PR #4065, opened 2024-07-11
Add 2 more constexprs to fix compile error

torshepherd:
Example code where this fails:

https://compiler-explorer.com/z/31d3bjxer

With my branch this code succeeds just fine (the compilation error is on purpose, this is `cat` implemented as a compile error:

https://compiler-explorer.com/z/EzEY6Tse9


vitaut (changes requested):
LGTM but please apply clang-format.

torshepherd:
done

vitaut (approved):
************
Work item
Repeat the listing above line by line, exactly as written.

Solved exercise
PR #4065, opened 2024-07-11
Add 2 more constexprs to fix compile error

torshepherd:
Example code where this fails:

https://compiler-explorer.com/z/31d3bjxer

With my branch this code succeeds just fine (the compilation error is on purpose, this is `cat` implemented as a compile error:

https://compiler-explorer.com/z/EzEY6Tse9


vitaut (changes requested):
LGTM but please apply clang-format.

torshepherd:
done

vitaut (approved):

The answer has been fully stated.